**Dataset entries**
□ □ □
PR #965, opened 2021-01-30
Adapt Hashes.HMACSHA256() so that it uses native hashes when they are…

JVanloofsvelt:
… present, even if native HMAC is not.

If there is no native HMACSHA256, but there is native SHA256, then use Bouncy Castle's HMAC implementation in combination with the native Sha256 digest (instead of Bouncy Castle's SHA256 implementation).


JVanloofsvelt:
Using following compilation symbols to get a build that works in Blazor wasm:
NO_NATIVE_HMACSHA512;NO_NATIVESHA1;NO_NATIVE_RFC2898_HMACSHA512;NOCUSTOMSSLVALIDATION;NO_NATIVERIPEMD160;NETCORE;HAS_SPAN;NO_BC

The gist being that you need to add NO_NATIVE_HMACSHA512 and NO_NATIVE_RFC2898_HMACSHA512.

NBitcoin/Crypto/Hashes.cs
```diff
@@ -12,6 +12,8 @@
 
 #if !NONATIVEHASH
 using System.Security.Cryptography;
+using NBitcoin.Crypto.digests; // use managed SHA implementations
+using NBitcoin.BouncyCastle.Crypto.Parameters;  // we'll need this to create HMACs based o the managed SHAs.
```
knocte, line 16: introduced 1 warning here: `The using directive for 'NBitcoin.BouncyCastle.Crypto.Parameters' appeared previously in this namespace`

JVanloofsvelt: I'll fix it

JVanloofsvelt:
I have no idea why the tests timed out on .NET 4.6

NicolasDorier:
Remove changes on `ECPrivKey.cs` I fixed properly on  58307cca5f5520a306e6f63bb7cc1f20196a380b

NBitcoin/Crypto/NativeDigests/ManagedSha256Digest.cs
```diff
@@ -0,0 +1,63 @@
...
+
+		public void BlockUpdate(byte[] input, int inOff, int length)
+		{
+			this.input = new byte[length];
+			Array.Copy(input, inOff, this.input, 0, length);
+		}
+
+		public int DoFinal(byte[] output, int outOff)
+		{
+			var hash = nativeSha256.ComputeHash(input, 0, input.Length);
```
NicolasDorier, line 35: Can you instead rely on NBitcoin.Secp256k1.SHA256 class which properly implement DoFinal and BlockUpdate and is widely tested and memory efficient?

NBitcoin/Crypto/Hashes.cs
```diff
@@ -832,23 +832,60 @@ public static byte[] HMACSHA256(byte[] key, byte[] data)
...
+				return false;
+
+			outputBuffer.CopyTo(output);
+			return true;
+		}
+#endif
+
+		public static byte[] HMACSHA256(byte[] key, byte[] data)
+		{
+			var mac = new NBitcoin.BouncyCastle.Crypto.Macs.HMac(new ManagedSha256Digest());
```
NicolasDorier, line 862: Can you dispose all the `ManagedSha256Digest` you instanciate?

NBitcoin/Crypto/NativeDigests/ManagedSha256Digest.cs
JVanloofsvelt: Right, I'll take care of it tonight.

JVanloofsvelt: @NicolasDorier I found the NBitcoin.Secpk1.SHA class, but it doesn't look like it implements the IDigest interface, nor the BlockUpdate/DoFinal methods.

NBitcoin/Crypto/Hashes.cs
JVanloofsvelt: I made another update to dispose these.

knocte:
There are conflicts, you need to rebase.

JVanloofsvelt:
@knocte I rebased

NBitcoin/Crypto/NativeDigests/ManagedSha256Digest.cs
NicolasDorier: I am not saying to use it instead, but to use it rather than that `nativeSha256`

NicolasDorier:
https://github.com/MetacoSA/NBitcoin/pull/965#discussion_r570892153

NicolasDorier:
Ping @JVanloofsvelt

NBitcoin/Crypto/NativeDigests/ManagedSha256Digest.cs
JVanloofsvelt: Hello @NicolasDorier, I understand now. There is no NBitcoin.Secp512k1.SHA512 equivalent in the Secpk1 project though (to go along with the SHA256). Besides, wouldn't it be great if NBitcoin could rely on the framework's builtins? 

It's not clear to me if DoFinal() and BlockUpdate() are BouncyCastle-specific interface methods, or if they are a more wider known concept. I'm not sure how to implement them correctly. I was hoping someone here would review it, and fill in the gaps for me.

PR #968, opened 2021-02-03
Allow restrict connections depending their height

lontivero:
This PR is for allowing clients to restrict connections to nodes that are at a minimum height (they can be in the synchronizing, for example). Clients that need to download mostly recent blocks could be interested in connecting only with those nodes that have more blocks than what they already know.

For example, here we can see nodes with different heights (one is synchronizing):

image

### DIFF
--- a/NBitcoin.Tests/ProtocolTests.cs
+++ b/NBitcoin.Tests/ProtocolTests.cs
@@ -277,6 +277,68 @@ namespace NBitcoin.Tests
 
 		[Fact]
 		[Trait("Protocol", "Protocol")]
+		public void CanHandshakeRestrictNodes()
+		{
+			using (var builder = NodeBuilderEx.Create())
+			{
+				var node = builder.CreateNode(true);
+				var manager = new AddressManager();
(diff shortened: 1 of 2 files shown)


knocte:
Why don't you make the commit message the same as the PR description? It can have a body too, not just title. This would help immensely to people that use git blame.

lontivero:
> Why don't you make the commit message the same as the PR description? 

Because messages in the commits are to explain the commits while the message in the PR is to describe the intention of the PR. For example, in a PR description I can write something like "This is probably an stupid idea, do you maintainer think I should write a test? Please feel free to whatever" but that's not something i would put in a commit.

knocte:
> in a PR description I can write something like "This is probably an stupid idea, do you maintainer think I should write a test? Please feel free to whatever" but that's not something i would put in a commit.

I agree with the particular example you just have mentioned, but this case doesn't match with this example. There's useful information in this PR description that would be great to have in the commit message. If you don't do it: 1) people using git blame will not see it; 2) if this repo moves away from github in the future, the information is lost forever too

PR #969, opened 2021-02-05
Key: add helper method GetSeedBytes

knocte:
My team uses this in more than one place and would be good to have it in NBitcoin out of the box.


NBitcoin/Key.cs
```diff
@@ -407,6 +408,18 @@ public BitcoinSecret GetWif(Network network)
 			return new BitcoinSecret(this, network);
 		}
 
+		public byte[] GetSeedBytes()
```
NicolasDorier, line 411: Call it `ToBytes` and follow how I implemented it in `PubKey`.
Your version is super inefficient.

NBitcoin/Key.cs
```diff
@@ -407,6 +408,18 @@ public BitcoinSecret GetWif(Network network)
 			return new BitcoinSecret(this, network);
 		}
 
+		public byte[] GetSeedBytes()
+		{
+			AssertNotDiposed();
+			byte[] bytes = Enumerable.Repeat((byte)0x00, KEY_SIZE).ToArray();
```
NicolasDorier, line 414: `new byte[32]` is  clearly overrated

NBitcoin/Key.cs
knocte: Ah sure

NBitcoin/Key.cs
knocte: oops! didn't realize that the bytes would be overriden later anyway, was just monkey-translating F# code to C# code from somewhere else

knocte:
@NicolasDorier hey, I just realized that there already is a .ToBytes() method for Key, however:

1. It's not really in Key class, but it's an extension method of IBitcoinSerializable. Is it enough to have it there, or is it better that it lives in Key class for better visibility? (so that you don't need to import IBitcoinSerializable's namespace) We could even call the extension method from Key.ToBytes() but this leads me to the next point:
2. Is the extension method as bad (performance wise) as my initial approach? If yes, I'll just go and do what you suggested (use same approach there is in PubKey).

Let me know what's best please.

NicolasDorier:
> It's not really in Key class, but it's an extension method of IBitcoinSerializable. Is it enough to have it there, or is it better that it lives in Key class for better visibility?

Yes.

> Is the extension method as bad (performance wise) as my initial approach? If yes, I'll just go and do what you suggested (use same approach there is in PubKey).

Yes it is bad, that said in practice this should hardly matter but I think just using the PubKey approach is also simpler.

queilawithaQ (approved):

knocte:
> Yes.

Sorry, if I ask (A or B)? you cannot answer "Yes" unless you're trying to confuse me haha.

NicolasDorier:
sorry lol, I think we should not add `GetSeedBytes` when the extension method already have a `ToBytes` that works.
This is very confusing for users, as they would not know which one to call.

julioAk47 (approved):

PR #972, opened 2021-02-10
update althash genesis hex and reverse magic

denuoweb:
Sorry about the number of commits here, I finally got NBXplorer running correctly, now to pass these tests. Thanks for providing this package!


NicolasDorier:
there is conflicts

PR #976, opened 2021-02-24
Allow setting version number with TransactionBuilder

canndrew:
This PR allows setting the version number of a transaction built using `TransactionBuilder` via a new `TransactionBuilder.SetVersion(uint version)` method.

A test for this has also been added.


knocte:
@NicolasDorier thanks for merging, can you bump&release?

NicolasDorier:
done

PR #982, opened 2021-03-19
Key.Parse - network -> expectedNetwork

molnard:
I was confused if this is an option or a constraint. It is cleaner in this way. 

`Network.Parse` uses the same naming which is `expectedNetwork`.


lontivero:
After Named Parameters were introduced in C# this kind of improvement are potential breaking changes, this means that it could break those projects that use this method as follow:

```c#
var sk = Key.Parse(wif: aliceKey, network: Network.Main);
```

I know that is extremely unlikely but it is something we have to have in mind.

Anyway, if you change this method then you should also change the other `Parse` method because after this PR they will be different.

nopara73 (approved):
Good point by @lontivero, but it's not silently breaking and the fix is easy.

PR #989, opened 2021-04-08
Unload Method update

methrammar:


NicolasDorier:
Can you instead keep unload but mark it with `[Obsolete("Use UnloadWallet instead")]` ?

NicolasDorier:
@methrammar sure feel free to do on others.

NBitcoin/RPC/RPCClient.Wallet.cs
```diff
@@ -209,14 +221,14 @@ public RPCClient LoadWallet(string filename, bool? loadOnStartup = null)
 			return GetWallet(result.Result.Value<string>("name"));
 		}
 
-		public async Task UnloadAsync(bool? loadOnStartup = null)
+		public async Task UnloadWalletAsync(string filename, bool? loadOnStartup = null)
```
NicolasDorier, line 224: it is `walletName` not `fileName`.

NBitcoin/RPC/RPCClient.Wallet.cs
```diff
@@ -209,14 +221,14 @@ public RPCClient LoadWallet(string filename, bool? loadOnStartup = null)
...
 		{
-			var result = await SendCommandAsync(RPCOperations.loadwallet, loadOnStartup).ConfigureAwait(false);
+			var result = await SendCommandAsync(RPCOperations.loadwallet, filename, loadOnStartup).ConfigureAwait(false);
```
NicolasDorier, line 226: If `loadOnStartup` is `null`, then the best is to call `SendCommandAsync` without it, leaving the default to bitcoin core rather than passing null.

We need to do this to protect against breaking change which might come from bitcoin core. (and also increase compatiblity of RPC Client with other shitcoins)

NicolasDorier:
My apologize @methrammar the `UnloadWallet` could not possibly work before so we don't have to make it obsolete.

NBitcoin.Tests/RPCClientTests.cs
```diff
@@ -2102,12 +2102,12 @@ public void ShouldCreateLoadAndUnloadWallet()
 
 			var wallet0 = rpc.CreateWallet("w0");
 			var address = wallet0.GetNewAddress();
-			wallet0.Unload();
+			wallet0.UnloadWallet("w0");
 			Assert.Throws<RPCException>(()=> wallet0.GetNewAddress());
 
 			wallet0 = rpc.LoadWallet("w0");
 			address = wallet0.GetNewAddress();
-			wallet0.Unload();
```
NicolasDorier, line 2110: This should not change, `w0` is implied by the rpc path. This delete the right wallet.

NBitcoin/RPC/RPCClient.Wallet.cs
NicolasDorier: I noticed I did not do it for the other methods. Will do.

NicolasDorier:
I implemented your idea on https://github.com/MetacoSA/NBitcoin/commit/d41d70168434fab83110495a84dde3e7f4d5e13b
As well as cleaning up Load/UnloadWallet to be more breaking change proof. Added tests as well.

Issue #977, opened 2021-03-02
DNS seed queries are not done over Tor 


lontivero:
It would be good to query dns seeds using Tor. https://www.reddit.com/r/WasabiWallet/comments/lvld6s/wasabi_not_going_over_tor/

NicolasDorier:
It should if `SocksSettingsBehavior.OnlyForOnionHosts` is set to `true`.

NicolasDorier:
Can see the code related to this at `DefaultEndpointConnector`

lontivero:
I didn't explain myself clearly enough. What I say is that NBitcoin queries the DNS servers in the clearnet, this is done with `Dns.GetHostAddressesAsync(dns.Host)`. 

Sadly, I don't see an easy way to route those request through a proxy.

NicolasDorier:
ah shit I see. Yeah, I don't see how we can do that.
That said NBitcoin could disallow DNS endpoints if Tor must be used.
Those DNS seed are not really useful, most seeds are ips, hard coded to bitcoin.

DemonRx:
I don't know if this might be of much help, but I think you need to have the seeds actually running over Tor as well.

Refer to this article: https://developers.cloudflare.com/1.1.1.1/fun-stuff/dns-over-tor

nopara73:
One can ask Tor to resolve DNS through the socks port. See an old C# implementation of mine: https://github.com/nopara73/DotNetTor/blob/fc438daa573145b12d4ae1d93364797858bc244f/src/DotNetTor/TorSocks5Client.cs#L391

Spec: https://gitweb.torproject.org/torspec.git/tree/socks-extensions.txt#n44

> As an extension to SOCKS4A and SOCKS5, Tor implements a new command value,
  "RESOLVE" [F0].  When Tor receives a "RESOLVE" SOCKS command, it initiates
  a remote lookup of the hostname provided as the target address in the SOCKS
  request.  The reply is either an error (if the address couldn't be
  resolved) or a success response.  In the case of success, the address is
  stored in the portion of the SOCKS response reserved for remote IP address.

PR #991, opened 2021-04-08
Port seed data from bitcoin core 

lontivero:
Wasabi wallet users using Tail OS and similars (sorry I don't remember the names) cannot connect to the bitcoin p2p network because NBitcoin is not able to discover peers using the DNS seeds given that those systems cannot have access to the clear net, only Tor connections are possible.

One of those cases was the trigger to create this issue: https://github.com/MetacoSA/NBitcoin/issues/977 however, recently other users have reported a the problem that they cannot use Wasabi: https://github.com/zkSNACKs/WalletWasabi/issues/5512

NBitcoin uses two mechanism to bootstrap the initial list of node: 
* DNS seeds and,
* Fixed addresses

This PR simply imports the list of fixed addresses from bitcoin core which includes onion v2 and v3 addresses that can be used to connect to those and get more addresses.

@nopara73 is going to work in resolving dns lookups though Tor in case the application is using socks (Tor)


nopara73 (approved):
LGTM

adamPetho:
The code LGTM, utACK

Szpoti (approved):
utACK, the code looks good

gruve-p:
Hi @NicolasDorier 
Do the altcoins also need to update the seed data since the pnSeeds array is now converted differently?
I can send a PR to replace https://github.com/MetacoSA/NBitcoin/blob/master/NBitcoin.Altcoins/Groestlcoin.cs#L197-L283 with https://github.com/Groestlcoin/groestlcoin/blob/master/src/chainparamsseeds.h#L9-L104 

Please advice

NicolasDorier:
I think altcoin does not need to update it if nobody uses it. Those seeds are used for a very specific case, which, as far as I know, only Wasabi ever needed.

PR #998, opened 2021-04-23
Set Chain Name for liquid

Kukks:


NicolasDorier:
Closing this, the breaking change in liquid was not caused by this but by a change in nbx

PR #1003, opened 2021-05-12
Make sure DNS requests from the addrman are passing through Socks if …

NicolasDorier:
…behavior is set up


NicolasDorier:
Should fix https://github.com/MetacoSA/NBitcoin/issues/977

NicolasDorier:
If you use `Node.Connect` nothing should change in your code.
If not, `AddressManager` should have the `DnsResolver` property set to the `DnsSocksResolver`. (This is done automatically in `Node.Connect`)

@lontivero @nopara73

NicolasDorier:
I made new package

PR #1009, opened 2021-05-27
Override Script Eval Context for Elements

Kukks:
Adds: CHECKSIGFROMSTACK, CHECKSIGFROMSTACKVERIFY
Re-enables: CAT

I haven't figured out a good way to plug this into the system painlessly though. I think I need to add `CreateScriptEvaluationContext` to `ConsensusFactory` but that requires I need to do method signature changes across the lib


NicolasDorier:
@Kukks do we need this btw? I am not sure it makes sense to validate the scripts with NBitcoin, even if we support it.
Probably better to rely on Bitcoin Core for this.

PR #12, opened 2020-10-19
Containerised releases

### LINKED ISSUE #11: Github Actions build
Use GHA to build a new container image when a tag is created.

Shillaker:
Closes #11 

- Add release container build on push
- Split container into gRPC base (slow to build, not changed often) and faabric 
- Move containers to faasm org in Dockerhub
- Use CMake external projects for 3rd party deps


cmake/ExternalProjects.cmake
```diff
@@ -0,0 +1,62 @@
+include(FindGit)
```
Shillaker, line 1: This file captures all the 3rd party dependencies now

docker/faabric.dockerfile
```diff
@@ -0,0 +1,23 @@
+FROM faasm/grpc-root:0.0.5
```
Shillaker, line 1: This image will be rebuilt as part of the CI/ release process

docker/grpc-root.dockerfile
```diff
@@ -0,0 +1,48 @@
+FROM ubuntu:20.04
```
Shillaker, line 1: This image only needs to be rebuilt infrequently as it takes ages (building gRPC and protobuf)

src/mpi/CMakeLists.txt
```diff
@@ -24,13 +24,16 @@ set_target_properties(faabricmpi
...
+    install(TARGETS faabricmpi
+        ARCHIVE DESTINATION ${LIB_DIRECTORY}
+        LIBRARY DESTINATION ${LIB_DIRECTORY}
+        PUBLIC_HEADER DESTINATION ${HEADER_DEST}
+    )
 else()
-    set(LIB_DIRECTORY ${CMAKE_SYSROOT}/lib)
+    install(TARGETS faabricmpi
+        PUBLIC_HEADER DESTINATION ${CMAKE_INSTALL_PREFIX}/include/faabric/mpi
+    )
```
Shillaker, line 37: This native install didn't quite work, but we want to keep the wasm version the same

.github/workflows/tests.yml
```diff
@@ -8,41 +8,50 @@ on:
...
   tests:
+    if: github.event.pull_request.draft == false
     runs-on: ubuntu-20.04
     env:
       HOST_TYPE: ci
       REDIS_QUEUE_HOST: redis
       REDIS_STATE_HOST: redis
     container:
-      image: faabric/base:0.0.4
+      image: faasm/faabric:0.0.9
```
csegarragonz, line 18: Could we use enviroment variables here in some way?

docker/faabric.dockerfile
csegarragonz: I am sorry about being so annoying with versions but I don't understand the policy used here.

docker/grpc-root.dockerfile
```diff
@@ -0,0 +1,48 @@
...
+
+RUN apt-get update
+RUN apt-get install -y software-properties-common
+
+RUN apt install -y \
+   autoconf \
+   clang-10 \
+   clang-format-10 \
+   build-essential \
```
csegarragonz, line 10: re-order to be alphabetically sorted

docker/faabric.dockerfile
Shillaker: Unfortunately there isn't a policy at the moment, the different bits of the application have different versions and for now we'll just have to keep them in sync. Improving this is definitely a worthy task to add to the backlog.

.github/workflows/tests.yml
Shillaker: I get what you're saying, but AFAICT we would either have to template the GH actions file or set the variables at the repo/ organisation level. Do you have an idea of what we might do?

Shillaker:
Related to https://github.com/faasm/faasm/issues/314

PR #15, opened 2020-10-23
Faasm-SGX Integration

J-Heinemann:


include/faabric/util/func.h
```diff
@@ -51,7 +51,7 @@ namespace faabric::util {
 
     bool isValidFunction(const faabric::Message &msg);
 
-    std::string funcToString(const faabric::Message &msg, bool includeId);
+    std::string funcToString(const faabric::Message &msg, bool includeId, bool includeSGX = false);
```
Shillaker, line 54: Instead of adding another parameter we can use the `issgx` parameter of the messages

src/executor/FaabricMain.cpp
```diff
@@ -17,6 +22,11 @@ namespace faabric::executor {
 
         conf.print();
 
+#if(FAASM_SGX)
+        // Check for SGX capability and create shared enclave
+        sgx::checkSgxSetup();
```
Shillaker, line 27: The Faasm subclass of this class should invoke `checkSgxSetup` rather than have it here as an `extern`. If we do it here we are polluting the superclass with knowledge of its subclasses. This also brings knowledge of the Faasm repo into Faabric which we want to avoid.

There may need to be a `beforePoolSetup` hook that subclasses can create so that we provide the ability for them to do this at the right point.

Shillaker (changes requested):
Couple of changes, but I'll implement them

PR #17, opened 2020-11-10
Containerised CLI

Shillaker:


docker/docker-compose-cli.yml
```diff
@@ -0,0 +1,22 @@
+version: "3"
+
+services:
+  redis:
+    image: redis
+
+  cli:
+    image: ${FAABRIC_CLI_IMAGE}
+    volumes:
+        - ..:/code/faabric
```
csegarragonz, line 10: Just for consistency, I think it would be better to mount at `/usr/local/code/faabric`.

tests/test/util/test_files.cpp
```diff
@@ -25,17 +25,15 @@ TEST_CASE("Test reading from a URL", "[util]")
     auto conf = faabric::util::getSystemConfig();
 
     // Skip if we're in CI
```
csegarragonz, line 27: Remove the comment (and update the `localPath` if you end up changing it).

csegarragonz (changes requested):
Nice! I've just added a very minor comment.

On another note, is leaving a newline at the end of shell scripts something we want to enforce? I wouldn't make it a _strong_ requirement as we currently have no way to lint/format it automatically, but just asking.

docker/docker-compose-cli.yml
Shillaker: I'd actually rather move away from `/usr/local/code` as it's not really a good place to put code (it means only a single user can have their code checked out on a shared machine). Unfortunately there are still a couple of places in Faasm where it assumes `/usr/local/code`. The pattern for our Docker containers should be `/code` for code and `/build` for build.

PR #18, opened 2020-11-11
Removed index and cold start interval

Shillaker:
Both are no longer necessary


src/util/json.cpp
```diff
@@ -22,101 +22,138 @@ std::string messageToJson(const faabric::Message& msg)
     d.AddMember("function",
```
Shillaker, line 22: The formatting in this file was quite messed up so I tidied it

csegarragonz (approved):

PR #20, opened 2020-11-13
Adding MPI Stub Definitions

csegarragonz:
This work is part of the necessary support for LAMMPS-MPI, and was therefore living in a `lammps-support` branch.

However, as it's getting too big, and more implementation than expected will be required, I've decided to chunk contributions into smaller, easier to review pieces.

PS: might be worth to do a release once _all_ LAMMPS is working (still some time for that to happen, tho :sweat_smile: ).

### DIFF
--- a/include/faabric/mpi/mpi.h
+++ b/include/faabric/mpi/mpi.h
@@ -419,6 +419,27 @@ extern "C"
                      MPI_Datatype recvtype,
                      MPI_Comm comm);
 
+    int MPI_Cart_create(MPI_Comm old_comm,
+                        int ndims,
+                        const int dims[],
+                        const int periods[],
+                        int reorder,
+                        MPI_Comm* comm);
+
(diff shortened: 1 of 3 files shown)


include/faabric/mpi/mpi.h
```diff
@@ -183,8 +189,13 @@ extern "C"
     extern struct faabric_info_t faabric_info_null;
 #define MPI_INFO_NULL &faabric_info_null
 
+// Misc constants
+#define MPI_ANY_SOURCE -1
+#define MPI_UNDEFINED -1
```
csegarragonz, line 194: `MPI_UNDEFINED` is used as a rank for processes that have been left out of a _new_ communicator.

For instance, creatnig a 3x3 grid of processes and running with `-np 10` will make one be completely idle (this is expected behaviour).

Shillaker (approved):

PR #21, opened 2020-11-13
MPI_Scan implementation

csegarragonz:
Implementation of the scan call, as in [`MPI_Scan`](https://www.open-mpi.org/doc/v4.0/man3/MPI_Scan.3.php).

Scan performs an inclusive prefix reduce. This is, process `i` will return the accumulated value for processes `[0, ..., i]` and pass it's result to the next process.


Shillaker (approved):
Great, nice and clean :+1:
□ □ □
**Problem to work on**
Every line above that holds the word "await" needs to be copied.

**Written response**
-			var result = await SendCommandAsync(RPCOperations.loadwallet, loadOnStartup).ConfigureAwait(false);
+			var result = await SendCommandAsync(RPCOperations.loadwallet, filename, loadOnStartup).ConfigureAwait(false);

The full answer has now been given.